:: Instructions for the task ::
Please copy each line of the data that includes the string "this".

··· Entries supplied

PR #1329, opened 2025-05-19
Automatically wrap SelectMenus in ActionRow

valzargaming:
The old behavior did this directly in [SelectMenu::jsonSerialize](https://github.com/discord-php/DiscordPHP/blob/6ed0ae1a62b105ec1553cc3232ebaae3144e7d6b/src/Discord/Builders/Components/SelectMenu.php#L530), such that anyone adding a SelectMenu manually to an ActionRow (as is the correct usage) would end up with an ActionRow nested inside of another ActionRow, which would always result in Discord rejecting with a `50035 Invalid Form Body` error message.

The new behavior moves this logic directly to Container::addComponent and MessageBuilder::addComponent by creating a new ActionRow and adding the SelectMenu to it, preserving the original usage without breaking containers.

### DIFF
--- a/src/Discord/Builders/Components/ActionRow.php
+++ b/src/Discord/Builders/Components/ActionRow.php
@@ -57,6 +57,14 @@ class ActionRow extends Component
             throw new \InvalidArgumentException('You cannot add another `ActionRow` to this action row.');
         }
 
+        if ($component instanceof SelectMenu) {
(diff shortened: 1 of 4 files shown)


valzargaming:
Moved to https://github.com/discord-php/DiscordPHP/pull/1334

······

:: Expected answer ::
The old behavior did this directly in [SelectMenu::jsonSerialize](https://github.com/discord-php/DiscordPHP/blob/6ed0ae1a62b105ec1553cc3232ebaae3144e7d6b/src/Discord/Builders/Components/SelectMenu.php#L530), such that anyone adding a SelectMenu manually to an ActionRow (as is the correct usage) would end up with an ActionRow nested inside of another ActionRow, which would always result in Discord rejecting with a `50035 Invalid Form Body` error message.
The new behavior moves this logic directly to Container::addComponent and MessageBuilder::addComponent by creating a new ActionRow and adding the SelectMenu to it, preserving the original usage without breaking containers.
             throw new \InvalidArgumentException('You cannot add another `ActionRow` to this action row.');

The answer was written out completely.